The Base Transformer, despite its melodic strengths, consistently produced output with timing inconsistencies. Notes would frequently fall slightly off-beat in ways that would be immediately noticeable to musicians and problematic in production environments. This limitation stems directly from its simplified tokenization approach, which lacks explicit encoding of beat-level information.

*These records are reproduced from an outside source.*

PR #1651, opened 2023-04-05
refactor(node): remove deprecated constructor and extend testlib with builder

LNSD:
As most of the test cases depend on the `WakuNode.new()` constructor, it is not easy to refactor and remove the deprecated constructor.

- [x] Added a `testlib/wakunode` submodule. It is not possible to add these methods to the already existing `testlib/waku2` submodule without triggering some cryptic and unrelated compilation errors.
- [x] Renamed `testlib/waku2` to `testlib/wakucore`, for consistency with the `testlib/wakunode` subpackage.
- [x] Added a  shim`newTestWakuNode` method to the `testlib` module that acts as a `WakuNodeBuilder` wrapper.
- [x] Updated all test cases and imports accordingly. 
- [x] Removed the deptercated `WakuNode.new()` method.

### DIFF
--- a/tests/v2/testlib/wakunode.nim
+++ b/tests/v2/testlib/wakunode.nim
@@ -1,0 +1,73 @@
+import
+  std/options,
+  stew/results,
+  stew/shims/net,
+  chronos,
+  libp2p/switch,
+  libp2p/builders,
+  libp2p/nameresolving/nameresolver,
+  libp2p/crypto/crypto as libp2p_keys,
+  eth/keys as eth_keys
+import
+  ../../../waku/v2/waku_node,
+  ../../../waku/v2/node/peer_manager,
+  ../../../waku/v2/protocol/waku_enr,
+  ../../../waku/v2/protocol/waku_discv5,
+  ./common
+
+
+# Waku node
+
+proc newTestWakuNode*(nodeKey: crypto.PrivateKey,
+                      bindIp: ValidIpAddress,
+                      bindPort: Port,
+                      extIp = none(ValidIpAddress),
+                      extPort = none(Port),
+                      extMultiAddrs = newSeq[MultiAddress](),
+                      peerStorage: PeerStorage = nil,
+                      maxConnections = builders.MaxConnections,
+                      wsBindPort: Port = (Port)8000,
+                      wsEnabled: bool = false,
+                      wssEnabled: bool = false,
+                      secureKey: string = "",
+                      secureCert: string = "",
+                      wakuFlags = none(CapabilitiesBitfield),
+                      nameResolver: NameResolver = nil,
+                      sendSignedPeerRecord = false,
+                      dns4DomainName = none(string),
+                      discv5UdpPort = none(Port),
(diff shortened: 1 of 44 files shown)


tests/v2/testlib/wakunode.nim
```diff
@@ -0,0 +1,73 @@
...
+  ../../../waku/v2/waku_node,
+  ../../../waku/v2/node/peer_manager,
+  ../../../waku/v2/protocol/waku_enr,
+  ../../../waku/v2/protocol/waku_discv5,
+  ./common
+
+
+# Waku node
+
+proc newTestWakuNode*(nodeKey: crypto.PrivateKey,
```
alrevuelta, line 21: mind in another PR adding some default?

so for exameple the boilerplate widely used:
newTestWakuNode(generateSecp256k1Key(), ValidIpAddress.init("0.0.0.0"), Port(0))

becomes just newTestWakuNode, since most of the times we are using 0.0.0.0, port 0 and a random key?

alrevuelta (approved):
lgtm! left a comment, but feel free to address it in other prs.

tests/v2/testlib/wakunode.nim
LNSD: Makes sense. Feel free to open a PR and add it :)

tests/v2/testlib/wakunode.nim
```diff
@@ -0,0 +1,73 @@
...
+    extMultiAddrs = extMultiAddrs,
+    wsBindPort = wsBindPort,
+    wsEnabled = wsEnabled,
+    wssEnabled = wssEnabled,
+    wakuFlags = wakuFlags,
+    dns4DomainName = dns4DomainName,
+    discv5UdpPort = discv5UdpPort,
+  )
+  if netConfigRes.isErr:
+    raise newException(Defect, "Invalid network configuration")
```
Ivansete-status, line 56: Shall we have $netConfigRes.error appended in this point?

Also, I wonder if we could have a future PR where we convert all the "raise exception" approaches into Result[...] ones.

Ivansete-status (approved):

tests/v2/testlib/wakunode.nim
LNSD: > Also, I wonder if we could have a future PR where we convert all the "raise exception" approaches into Result[...] ones.

The problem is how the node instance creation, the `newTestWakuNode()`, is used around the test suites. The test cases expect either the `WakuNode.new()` method to succeed and return the instance or raise an exception. Changing the API for a result would mean many more complex changes in the test suites' codebase.

I defend that, in general, `Result`s should prevail over exceptions. This is true for "production code". 

In this case, these changes are on the test suites codebase, so it is ok to raise a `Defect` (the equivalent of a `panic` in Rust/Go) or an exception if there is any issue with the instantiation of the node as it will halt the test case and it will mark it as failed.

LNSD, line 56:
```suggestion
  if netConfigRes.isErr():
    raise newException(Defect, "Invalid network configuration: " & $netConfigRes.error)
```

PR #1653, opened 2023-04-06
fix(wakunode2): made setup nat return errors

LNSD:
The `setupNat` method from `waku/common/utils/nat` module is unsuitable for production. Instead of returning an error, it quits the application with return code `1`.

- [x] Deprecated the `waku/common/nat#setupNat()` method.
- [x] Added an error returning version of `setupNat` to `wakunode2` module (as a temporary solution).

This has been discovered during the refactoring process of the WakuNode and the Wakunode2 app.

### DIFF
--- a/apps/wakunode2/wakunode2.nim
+++ b/apps/wakunode2/wakunode2.nim
@@ -12,6 +12,7 @@ import
   libbacktrace,
   system/ansi_c,
   eth/keys,
+  eth/net/nat,
   eth/p2p/discoveryv5/enr,
   libp2p/builders,
   libp2p/multihash,
@@ -23,7 +24,6 @@ import
   libp2p/nameresolving/dnsresolver
 import
   ../../waku/common/sqlite,
-  ../../waku/common/utils/nat,
   ../../waku/common/logging,
   ../../waku/v2/node/peer_manager,
   ../../waku/v2/node/peer_manager/peer_store/waku_peer_storage,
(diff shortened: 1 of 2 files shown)


apps/wakunode2/wakunode2.nim
```diff
@@ -214,6 +214,51 @@ proc retrieveDynamicBootstrapNodes*(dnsDiscovery: bool, dnsDiscoveryUrl: string,
...
+      # because it obtains the address of a non-gcsafe proc?
+      var extPorts: Option[(Port, Port)]
+      try:
+        extPorts = ({.gcsafe.}: redirectPorts(tcpPort = tcpPort,
+                                              udpPort = udpPort,
+                                              description = clientId))
+      except CatchableError:
+        # TODO: nat.nim Error: can raise an unlisted exception: Exception. Isolate here for now.
+        error "unable to determine external ports"
+        extPorts = none((Port, Port))
```
Ivansete-status, line 243: Should it return `error(...)` in this case ? I'm afraid it'd return `ok(...)`

LNSD: It sets the `extPorts` to none, a valid state. So no need to break the execution here.

waku/common/utils/nat.nim
```diff
@@ -14,14 +14,15 @@ logScope:
 proc setupNat*(natConf, clientId: string, tcpPort, udpPort: Port):
     tuple[ip: Option[ValidIpAddress],
           tcpPort: Option[Port],
-          udpPort: Option[Port]] {.gcsafe.} =
+          udpPort: Option[Port]] {.gcsafe, deprecated:
+  "this methos quits the app if something is not ok".} =
```
Ivansete-status, line 18: tiny typo

apps/wakunode2/wakunode2.nim
```diff
@@ -214,6 +214,51 @@ proc retrieveDynamicBootstrapNodes*(dnsDiscovery: bool, dnsDiscoveryUrl: string,
...
+
+      if extPorts.isSome():
```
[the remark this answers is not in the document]
LNSD: AFAICT, this is a valid state. This piece of code is just mapping the `tuple(option(port), option(port))` to `option(tuple(port, port))

jm-clius (approved):
Thanks!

The Dual Transformer, in contrast, demonstrated superior rhythmic precision. Notes consistently aligned with the musical grid, producing sequences that could be directly imported into a DAW without timing corrections. This improvement is attributable to two factors:

The sophisticated MIDI tokenization scheme that explicitly represents timing relationships
The hierarchical architecture that separately models event-level and token-level details

Base Transformer MIDI Visualization

Piano roll visualization of Base Transformer output showing rhythmic inconsistencies

Dual Transformer MIDI Visualization

Piano roll visualization of Dual Transformer output showing precise rhythmic alignment

Note how notes align with the vertical grid lines (beat boundaries) in the Dual Transformer output but frequently miss alignment in the Base Transformer output.

Practical Usability

The technical differences between the models translate directly to their practical utility in music production:

The Base Transformer generates content that would require significant manual timing corrections before use in a professional context. While appropriate for rapid experimentation or idea generation, it falls short for production-ready output.

The Dual Transformer produces sequences that could be imported directly into a DAW and used with minimal adjustment. Its beat-aligned output integrates seamlessly with existing production workflows, substantially increasing its practical value despite the higher computational cost.

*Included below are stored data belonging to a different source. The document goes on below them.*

PR #1657, opened 2023-04-07
refactor(wakunode2): split setup logic into app module (pt. 3)

LNSD:
This is the third PR of the `refactor(wakunode2): split setup logic into app module` refactoring series.

> **Note**
> This PR is not merging into the `master` branch. It is merging into `wakunode-develop`.

- [x] Moved some of the setup methods from the main file to the app module:
	+ The protocols mounting logic


apps/wakunode2/app.nim
```diff
@@ -31,6 +31,12 @@ import
   ../../waku/v2/protocol/waku_dnsdisc,
   ../../waku/v2/protocol/waku_enr,
   ../../waku/v2/protocol/waku_discv5,
+  ../../waku/v2/protocol/waku_peer_exchange,
```
Ivansete-status, line 34: LGTM! We may be able to delete these imports from the wakunode2.nim at some point in future PR :)

Ivansete-status (approved):

apps/wakunode2/app.nim
LNSD: Yes, that's the idea 😁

Conclusion: Architecture Matters

This exploration of different transformer architectures for MIDI generation reveals a significant trade-off between model complexity and musical quality, particularly regarding rhythmic precision.

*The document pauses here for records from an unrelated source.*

PR #1658, opened 2023-04-07
refactoring: Adding parsePeerInfo and deprecating 'parseRemotePeerInfo'

Ivansete-status:
As per @LNSD's recommendation, we are adding a 'parseRemotePeerInfo'-equivalent function that doesn't raises any expection but deals with Restult[...] which is a better approach to handle errors.

### DIFF
--- a/tests/v2/test_peer_manager.nim
+++ b/tests/v2/test_peer_manager.nim
@@ -4,7 +4,6 @@ import
   std/[options, sequtils],
   stew/shims/net as stewNet,
   testutils/unittests,
-  chronicles,
   chronos,
   json_rpc/rpcserver,
   json_rpc/rpcclient,
@@ -76,7 +75,10 @@ procSuite "Peer Manager":
     await allFutures(nodes.mapIt(it.start()))
     await allFutures(nodes.mapIt(it.mountRelay()))
 
-    let nonExistentPeer = parseRemotePeerInfo("/ip4/0.0.0.0/tcp/1000/p2p/16Uiu2HAmL5okWopX7NqZWBUKVqW8iUxCEmd5GMHLVPwCgzYzQv3e")
+    let nonExistentPeerRes = parsePeerInfo("/ip4/0.0.0.0/tcp/1000/p2p/16Uiu2HAmL5okWopX7NqZWBUKVqW8iUxCEmd5GMHLVPwCgzYzQv3e")
+    require nonExistentPeerRes.isOk()
+
+    let nonExistentPeer = nonExistentPeerRes.value
 
     # Dial non-existent peer from node1
     let conn1 = await nodes[0].peerManager.dialPeer(nonExistentPeer, WakuFilterCodec)
@@ -136,9 +138,14 @@ procSuite "Peer Manager":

The simpler Base Transformer demonstrates that even with minimal architectural complexity, coherent melodic generation is achievable. This approach offers advantages in training speed, computational efficiency, and data requirements, making it suitable for rapid prototyping or educational contexts where perfect rhythmic alignment isn't critical.

The more complex Dual Event Transformer, while demanding substantially more computational resources and training data, produces musically superior output with proper rhythmic alignment. This improvement in quality directly translates to practical utility in production environments, where integration with existing DAW workflows is essential.

Key Takeaways

Tokenization strategy significantly impacts model capabilities, particularly regarding rhythmic precision and musical structure.
Hierarchical architectures better capture music's inherent multi-level organization but require more extensive training and data.
Training requirements scale non-linearly with model complexity - the Dual Transformer required approximately 6,000 training steps versus 3,000 for the Base Transformer, along with substantially more training data.
Practical usability in production environments depends critically on rhythmic precision, which simple tokenization approaches struggle to achieve.